--- START ---

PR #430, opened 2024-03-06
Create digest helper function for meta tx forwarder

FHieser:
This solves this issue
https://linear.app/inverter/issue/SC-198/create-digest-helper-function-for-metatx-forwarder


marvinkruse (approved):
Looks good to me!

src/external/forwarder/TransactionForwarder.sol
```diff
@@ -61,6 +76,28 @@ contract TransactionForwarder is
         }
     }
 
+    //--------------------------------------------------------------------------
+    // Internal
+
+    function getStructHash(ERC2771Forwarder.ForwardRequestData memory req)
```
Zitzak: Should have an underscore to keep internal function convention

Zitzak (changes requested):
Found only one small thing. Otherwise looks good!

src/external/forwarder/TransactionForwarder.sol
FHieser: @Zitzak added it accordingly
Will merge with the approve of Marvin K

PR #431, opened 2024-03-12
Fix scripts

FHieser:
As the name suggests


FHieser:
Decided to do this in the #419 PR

--- END ---
--- START ---

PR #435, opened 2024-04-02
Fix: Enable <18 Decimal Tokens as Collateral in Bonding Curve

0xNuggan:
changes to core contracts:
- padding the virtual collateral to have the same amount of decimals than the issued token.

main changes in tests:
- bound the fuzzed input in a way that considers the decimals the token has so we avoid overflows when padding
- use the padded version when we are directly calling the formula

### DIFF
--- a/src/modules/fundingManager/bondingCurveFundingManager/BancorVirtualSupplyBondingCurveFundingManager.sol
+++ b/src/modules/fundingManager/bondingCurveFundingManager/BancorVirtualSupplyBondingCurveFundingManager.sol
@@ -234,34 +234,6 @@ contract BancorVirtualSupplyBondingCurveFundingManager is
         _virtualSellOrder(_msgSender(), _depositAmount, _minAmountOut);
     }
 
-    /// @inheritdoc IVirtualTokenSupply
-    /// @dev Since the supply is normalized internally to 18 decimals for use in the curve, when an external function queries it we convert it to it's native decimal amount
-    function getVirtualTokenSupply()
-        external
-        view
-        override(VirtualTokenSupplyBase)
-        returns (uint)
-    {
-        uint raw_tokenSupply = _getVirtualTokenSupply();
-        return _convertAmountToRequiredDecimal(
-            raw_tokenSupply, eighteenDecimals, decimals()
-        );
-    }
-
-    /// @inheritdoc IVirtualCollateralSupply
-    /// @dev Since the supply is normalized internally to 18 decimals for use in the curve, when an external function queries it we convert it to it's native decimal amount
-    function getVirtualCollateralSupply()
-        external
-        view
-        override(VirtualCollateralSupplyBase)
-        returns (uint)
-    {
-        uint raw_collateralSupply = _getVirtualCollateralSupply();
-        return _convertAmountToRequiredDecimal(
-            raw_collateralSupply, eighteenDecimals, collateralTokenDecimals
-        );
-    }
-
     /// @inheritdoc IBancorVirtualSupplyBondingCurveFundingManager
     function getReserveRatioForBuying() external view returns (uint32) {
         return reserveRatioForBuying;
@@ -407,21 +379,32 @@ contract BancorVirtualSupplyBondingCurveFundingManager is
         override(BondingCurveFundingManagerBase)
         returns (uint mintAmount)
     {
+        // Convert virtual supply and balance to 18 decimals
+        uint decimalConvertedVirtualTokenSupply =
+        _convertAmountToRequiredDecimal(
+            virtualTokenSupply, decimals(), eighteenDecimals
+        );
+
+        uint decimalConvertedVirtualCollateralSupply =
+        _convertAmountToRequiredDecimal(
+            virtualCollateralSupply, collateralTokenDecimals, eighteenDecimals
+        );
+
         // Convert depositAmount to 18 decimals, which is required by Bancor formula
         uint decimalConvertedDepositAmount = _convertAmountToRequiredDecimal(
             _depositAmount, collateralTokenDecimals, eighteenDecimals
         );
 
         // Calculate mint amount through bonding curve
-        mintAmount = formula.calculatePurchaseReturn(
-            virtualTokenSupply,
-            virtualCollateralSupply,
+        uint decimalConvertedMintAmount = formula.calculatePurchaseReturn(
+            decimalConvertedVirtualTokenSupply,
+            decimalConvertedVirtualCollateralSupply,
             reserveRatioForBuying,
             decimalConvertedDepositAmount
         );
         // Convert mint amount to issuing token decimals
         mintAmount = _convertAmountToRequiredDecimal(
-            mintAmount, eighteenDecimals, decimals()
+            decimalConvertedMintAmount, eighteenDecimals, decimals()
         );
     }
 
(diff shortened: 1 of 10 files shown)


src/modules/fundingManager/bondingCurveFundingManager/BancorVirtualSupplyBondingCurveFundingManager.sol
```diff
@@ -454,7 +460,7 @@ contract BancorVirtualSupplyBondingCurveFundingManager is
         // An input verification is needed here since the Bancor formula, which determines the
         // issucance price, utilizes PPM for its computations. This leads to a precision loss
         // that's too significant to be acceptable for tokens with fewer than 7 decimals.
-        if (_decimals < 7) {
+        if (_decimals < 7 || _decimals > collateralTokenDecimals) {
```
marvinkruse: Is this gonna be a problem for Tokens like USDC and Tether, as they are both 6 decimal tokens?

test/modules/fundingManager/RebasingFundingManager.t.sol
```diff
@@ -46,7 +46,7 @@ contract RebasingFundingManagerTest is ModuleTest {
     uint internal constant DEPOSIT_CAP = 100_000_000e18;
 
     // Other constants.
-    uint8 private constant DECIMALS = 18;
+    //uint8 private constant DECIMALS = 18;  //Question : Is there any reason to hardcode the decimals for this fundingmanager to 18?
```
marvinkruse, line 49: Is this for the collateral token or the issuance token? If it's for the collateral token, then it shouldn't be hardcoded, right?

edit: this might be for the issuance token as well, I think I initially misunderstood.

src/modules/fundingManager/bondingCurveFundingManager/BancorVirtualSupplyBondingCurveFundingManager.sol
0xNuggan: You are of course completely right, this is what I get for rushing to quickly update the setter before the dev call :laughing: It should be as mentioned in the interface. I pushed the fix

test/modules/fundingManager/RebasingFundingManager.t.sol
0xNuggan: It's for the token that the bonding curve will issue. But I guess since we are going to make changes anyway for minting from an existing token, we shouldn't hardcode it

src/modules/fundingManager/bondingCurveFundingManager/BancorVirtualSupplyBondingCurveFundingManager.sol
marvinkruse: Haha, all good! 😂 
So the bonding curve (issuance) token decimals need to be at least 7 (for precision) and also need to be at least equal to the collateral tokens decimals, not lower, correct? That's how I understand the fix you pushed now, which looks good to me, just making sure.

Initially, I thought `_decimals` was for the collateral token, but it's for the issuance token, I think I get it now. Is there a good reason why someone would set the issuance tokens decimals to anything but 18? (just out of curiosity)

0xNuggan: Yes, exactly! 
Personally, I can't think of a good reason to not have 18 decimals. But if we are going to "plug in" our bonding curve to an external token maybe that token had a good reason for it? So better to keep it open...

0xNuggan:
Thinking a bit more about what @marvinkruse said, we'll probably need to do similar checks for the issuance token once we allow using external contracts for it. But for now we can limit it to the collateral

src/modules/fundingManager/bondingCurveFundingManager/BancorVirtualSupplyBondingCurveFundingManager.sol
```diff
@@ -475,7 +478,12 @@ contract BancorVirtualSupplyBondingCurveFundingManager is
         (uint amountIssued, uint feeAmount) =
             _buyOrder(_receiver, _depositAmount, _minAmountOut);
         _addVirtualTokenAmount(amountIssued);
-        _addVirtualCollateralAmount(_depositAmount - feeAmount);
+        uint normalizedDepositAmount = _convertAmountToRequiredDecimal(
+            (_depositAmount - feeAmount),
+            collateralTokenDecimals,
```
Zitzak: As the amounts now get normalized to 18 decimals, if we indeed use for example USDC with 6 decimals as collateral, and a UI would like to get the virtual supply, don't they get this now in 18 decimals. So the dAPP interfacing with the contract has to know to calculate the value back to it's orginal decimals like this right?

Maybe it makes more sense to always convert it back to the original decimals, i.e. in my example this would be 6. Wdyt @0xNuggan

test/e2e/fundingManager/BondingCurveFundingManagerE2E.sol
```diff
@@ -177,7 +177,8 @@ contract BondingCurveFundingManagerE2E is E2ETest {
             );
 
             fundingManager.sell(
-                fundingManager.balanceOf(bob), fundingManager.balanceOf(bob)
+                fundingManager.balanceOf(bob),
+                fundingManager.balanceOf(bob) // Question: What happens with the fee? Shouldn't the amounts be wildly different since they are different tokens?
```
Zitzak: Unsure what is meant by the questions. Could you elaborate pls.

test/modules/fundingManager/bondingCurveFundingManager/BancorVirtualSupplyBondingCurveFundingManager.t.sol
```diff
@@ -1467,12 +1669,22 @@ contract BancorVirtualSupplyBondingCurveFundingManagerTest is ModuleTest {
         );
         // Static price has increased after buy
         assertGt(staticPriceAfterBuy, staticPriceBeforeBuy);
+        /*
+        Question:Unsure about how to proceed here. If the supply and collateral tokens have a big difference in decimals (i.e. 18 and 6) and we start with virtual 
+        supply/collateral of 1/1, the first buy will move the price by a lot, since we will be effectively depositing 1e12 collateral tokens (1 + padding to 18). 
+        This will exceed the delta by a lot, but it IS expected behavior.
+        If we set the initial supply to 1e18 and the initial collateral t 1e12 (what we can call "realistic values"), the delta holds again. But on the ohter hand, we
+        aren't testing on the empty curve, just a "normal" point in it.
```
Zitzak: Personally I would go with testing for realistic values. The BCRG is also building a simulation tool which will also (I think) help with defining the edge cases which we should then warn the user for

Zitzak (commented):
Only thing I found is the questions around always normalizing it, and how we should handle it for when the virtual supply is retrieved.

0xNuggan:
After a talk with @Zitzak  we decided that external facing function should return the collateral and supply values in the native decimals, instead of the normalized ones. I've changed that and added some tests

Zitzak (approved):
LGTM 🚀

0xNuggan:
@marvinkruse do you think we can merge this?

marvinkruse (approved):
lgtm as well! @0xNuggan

--- END ---

[Exercise aim]
If a line of the material contains the word "Unsure", pick it out and copy it.

[Exercise result]
Zitzak: Unsure what is meant by the questions. Could you elaborate pls.
+        Question:Unsure about how to proceed here. If the supply and collateral tokens have a big difference in decimals (i.e. 18 and 6) and we start with virtual 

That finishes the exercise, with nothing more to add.